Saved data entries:
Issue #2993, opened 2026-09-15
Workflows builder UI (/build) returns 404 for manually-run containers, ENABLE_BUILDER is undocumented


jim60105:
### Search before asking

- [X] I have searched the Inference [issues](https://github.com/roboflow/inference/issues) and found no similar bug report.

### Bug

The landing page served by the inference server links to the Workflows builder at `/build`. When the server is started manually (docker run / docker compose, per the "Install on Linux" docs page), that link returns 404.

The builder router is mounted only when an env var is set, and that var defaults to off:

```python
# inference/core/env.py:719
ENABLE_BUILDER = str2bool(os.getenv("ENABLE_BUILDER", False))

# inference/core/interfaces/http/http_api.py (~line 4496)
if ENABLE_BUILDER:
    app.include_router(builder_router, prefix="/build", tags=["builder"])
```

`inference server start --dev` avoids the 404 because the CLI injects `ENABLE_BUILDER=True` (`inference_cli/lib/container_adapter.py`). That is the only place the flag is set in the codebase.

...

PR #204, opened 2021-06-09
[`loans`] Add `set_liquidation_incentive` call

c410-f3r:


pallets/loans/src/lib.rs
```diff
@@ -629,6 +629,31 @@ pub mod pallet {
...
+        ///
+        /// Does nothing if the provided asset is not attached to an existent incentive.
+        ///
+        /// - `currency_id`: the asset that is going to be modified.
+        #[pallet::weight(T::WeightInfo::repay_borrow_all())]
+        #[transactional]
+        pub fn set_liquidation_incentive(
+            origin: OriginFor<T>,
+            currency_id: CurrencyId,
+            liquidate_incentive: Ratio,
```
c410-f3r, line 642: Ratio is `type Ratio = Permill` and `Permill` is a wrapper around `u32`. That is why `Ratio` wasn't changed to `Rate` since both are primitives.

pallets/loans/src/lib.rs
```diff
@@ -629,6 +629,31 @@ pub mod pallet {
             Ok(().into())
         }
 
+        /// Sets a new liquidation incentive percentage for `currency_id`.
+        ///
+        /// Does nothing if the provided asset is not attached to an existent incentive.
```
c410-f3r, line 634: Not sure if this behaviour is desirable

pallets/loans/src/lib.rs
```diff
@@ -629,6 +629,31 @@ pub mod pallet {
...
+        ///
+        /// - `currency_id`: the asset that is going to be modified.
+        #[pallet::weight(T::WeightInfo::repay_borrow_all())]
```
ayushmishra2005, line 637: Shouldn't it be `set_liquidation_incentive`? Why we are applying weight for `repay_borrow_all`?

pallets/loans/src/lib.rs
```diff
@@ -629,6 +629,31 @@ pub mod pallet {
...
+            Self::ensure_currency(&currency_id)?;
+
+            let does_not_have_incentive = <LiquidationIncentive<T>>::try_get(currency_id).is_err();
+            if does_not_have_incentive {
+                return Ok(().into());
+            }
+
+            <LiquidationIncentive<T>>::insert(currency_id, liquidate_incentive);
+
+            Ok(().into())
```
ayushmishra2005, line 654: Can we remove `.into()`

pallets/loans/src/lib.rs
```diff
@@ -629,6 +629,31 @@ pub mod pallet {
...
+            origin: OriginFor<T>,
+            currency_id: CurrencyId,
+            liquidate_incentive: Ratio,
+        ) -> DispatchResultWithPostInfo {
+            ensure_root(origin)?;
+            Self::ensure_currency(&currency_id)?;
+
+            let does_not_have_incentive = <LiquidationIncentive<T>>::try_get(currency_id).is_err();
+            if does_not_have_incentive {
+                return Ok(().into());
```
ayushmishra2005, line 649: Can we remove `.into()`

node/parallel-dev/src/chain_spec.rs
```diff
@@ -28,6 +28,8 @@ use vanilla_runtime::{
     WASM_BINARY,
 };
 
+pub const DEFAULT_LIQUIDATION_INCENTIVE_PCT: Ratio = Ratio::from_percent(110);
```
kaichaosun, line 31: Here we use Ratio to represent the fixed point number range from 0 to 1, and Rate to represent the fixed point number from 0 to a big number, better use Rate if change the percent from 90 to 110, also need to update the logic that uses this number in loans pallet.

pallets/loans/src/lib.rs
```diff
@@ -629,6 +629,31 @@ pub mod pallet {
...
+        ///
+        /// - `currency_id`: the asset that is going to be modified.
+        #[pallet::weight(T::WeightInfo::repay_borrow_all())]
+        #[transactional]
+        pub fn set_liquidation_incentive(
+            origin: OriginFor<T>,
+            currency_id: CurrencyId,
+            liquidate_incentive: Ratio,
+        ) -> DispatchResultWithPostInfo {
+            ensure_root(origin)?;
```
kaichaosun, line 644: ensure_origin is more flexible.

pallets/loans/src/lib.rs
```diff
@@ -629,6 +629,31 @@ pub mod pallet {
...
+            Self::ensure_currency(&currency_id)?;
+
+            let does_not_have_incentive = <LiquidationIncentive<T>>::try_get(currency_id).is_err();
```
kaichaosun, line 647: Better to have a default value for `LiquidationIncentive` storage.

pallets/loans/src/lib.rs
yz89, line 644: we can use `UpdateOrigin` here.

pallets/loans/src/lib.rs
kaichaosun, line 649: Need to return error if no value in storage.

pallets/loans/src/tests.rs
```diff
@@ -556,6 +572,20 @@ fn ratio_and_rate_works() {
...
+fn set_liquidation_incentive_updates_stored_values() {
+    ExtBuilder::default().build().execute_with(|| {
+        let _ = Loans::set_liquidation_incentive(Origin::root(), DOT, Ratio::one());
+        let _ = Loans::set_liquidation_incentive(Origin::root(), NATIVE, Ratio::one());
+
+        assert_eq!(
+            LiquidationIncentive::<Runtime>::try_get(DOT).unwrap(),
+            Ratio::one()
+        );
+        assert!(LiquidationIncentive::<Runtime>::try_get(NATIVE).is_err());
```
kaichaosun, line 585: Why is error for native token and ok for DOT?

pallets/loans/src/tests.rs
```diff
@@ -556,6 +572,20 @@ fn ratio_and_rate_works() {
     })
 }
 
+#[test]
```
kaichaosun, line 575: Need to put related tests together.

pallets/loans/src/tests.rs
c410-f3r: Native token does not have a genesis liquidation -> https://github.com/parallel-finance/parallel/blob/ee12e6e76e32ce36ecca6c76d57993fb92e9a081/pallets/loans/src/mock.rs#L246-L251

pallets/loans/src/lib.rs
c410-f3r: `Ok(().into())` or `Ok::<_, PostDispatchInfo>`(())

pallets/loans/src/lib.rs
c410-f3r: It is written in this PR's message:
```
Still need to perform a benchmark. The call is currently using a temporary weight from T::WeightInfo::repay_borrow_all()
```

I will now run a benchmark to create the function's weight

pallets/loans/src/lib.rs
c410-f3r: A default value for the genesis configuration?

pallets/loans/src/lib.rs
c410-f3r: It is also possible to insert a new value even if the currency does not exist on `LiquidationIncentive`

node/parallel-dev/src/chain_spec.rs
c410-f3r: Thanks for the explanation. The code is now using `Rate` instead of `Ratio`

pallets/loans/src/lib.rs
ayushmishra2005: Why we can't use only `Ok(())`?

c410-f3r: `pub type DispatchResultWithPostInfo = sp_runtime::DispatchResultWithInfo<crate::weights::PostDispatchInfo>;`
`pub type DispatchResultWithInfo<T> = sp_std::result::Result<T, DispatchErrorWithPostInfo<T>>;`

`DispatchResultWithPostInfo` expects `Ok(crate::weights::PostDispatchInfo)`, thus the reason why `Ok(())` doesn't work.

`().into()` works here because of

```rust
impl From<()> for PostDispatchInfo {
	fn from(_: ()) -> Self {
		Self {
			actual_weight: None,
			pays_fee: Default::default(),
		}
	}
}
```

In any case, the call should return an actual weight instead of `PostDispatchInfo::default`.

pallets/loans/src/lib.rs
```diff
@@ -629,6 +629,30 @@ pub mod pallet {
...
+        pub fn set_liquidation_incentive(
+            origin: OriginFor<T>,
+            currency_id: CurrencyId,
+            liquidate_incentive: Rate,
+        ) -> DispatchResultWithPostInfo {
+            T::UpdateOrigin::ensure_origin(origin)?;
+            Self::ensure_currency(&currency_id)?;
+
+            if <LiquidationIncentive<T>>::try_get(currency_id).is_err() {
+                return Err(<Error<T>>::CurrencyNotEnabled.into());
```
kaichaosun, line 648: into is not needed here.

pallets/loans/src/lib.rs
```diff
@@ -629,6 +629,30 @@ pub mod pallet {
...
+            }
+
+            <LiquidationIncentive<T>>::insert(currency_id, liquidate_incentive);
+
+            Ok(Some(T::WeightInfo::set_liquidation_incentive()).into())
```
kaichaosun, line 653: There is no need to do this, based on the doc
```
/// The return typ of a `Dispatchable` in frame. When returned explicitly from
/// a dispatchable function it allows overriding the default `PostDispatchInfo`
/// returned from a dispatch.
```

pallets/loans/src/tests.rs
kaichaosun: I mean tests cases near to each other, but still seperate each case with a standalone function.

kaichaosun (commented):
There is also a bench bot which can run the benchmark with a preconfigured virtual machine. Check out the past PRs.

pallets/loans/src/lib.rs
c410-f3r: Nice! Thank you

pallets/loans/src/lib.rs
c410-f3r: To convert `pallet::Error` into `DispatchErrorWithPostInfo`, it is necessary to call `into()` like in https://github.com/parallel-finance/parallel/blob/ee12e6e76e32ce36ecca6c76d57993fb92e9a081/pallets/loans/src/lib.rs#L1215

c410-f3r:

EXERCISE REQUIREMENTS
Where the word "only" occurs in a line of the records, copy that line.

EXERCISE RESPONSE
The builder router is mounted only when an env var is set, and that var defaults to off:
`inference server start --dev` avoids the 404 because the CLI injects `ENABLE_BUILDER=True` (`inference_cli/lib/container_adapter.py`). That is the only place the flag is set in the codebase.
ayushmishra2005: Why we can't use only `Ok(())`?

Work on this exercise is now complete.